ABOUT THIS TASK:
Return the lines below exactly, starting with the line that contains "(diff shortened: 1 of 6 files shown)" and stopping after the last line.

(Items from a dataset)

Issue #566, opened 2019-11-03
Update existing rules to handle decorators


bmish:
For example, computed property rules should handle the `@computed` decorator.

This would be good preparation for Ember Octane.

Related to #560.

These rules in particular need to be updated:

* require-computed-macros
* require-computed-property-dependencies
* require-return-from-computed

bmish:
I'm going to close this. At this point, most rules have been updated with support for native JavaScript classes and decorators, including the most important ones. The few remaining rules that haven't been updated note "Missing native JavaScript class support" in their rule docs.

PR #583, opened 2019-11-10
Update `no-observers` rule to handle decorators

bmish:
Helps with #566 to prepare for Ember Octane.

### DIFF
--- a/lib/utils/ember.js
+++ b/lib/utils/ember.js
@@ -55,6 +55,8 @@ module.exports = {
   isReopenClassObject,
 
   isEmberObjectImplementingUnknownProperty,
+
+  isObserverDecorator,
 };
 
 // Private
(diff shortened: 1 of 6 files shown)


lib/utils/ember.js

ANSWER FOR THE TASK:
(diff shortened: 1 of 6 files shown)


lib/utils/ember.js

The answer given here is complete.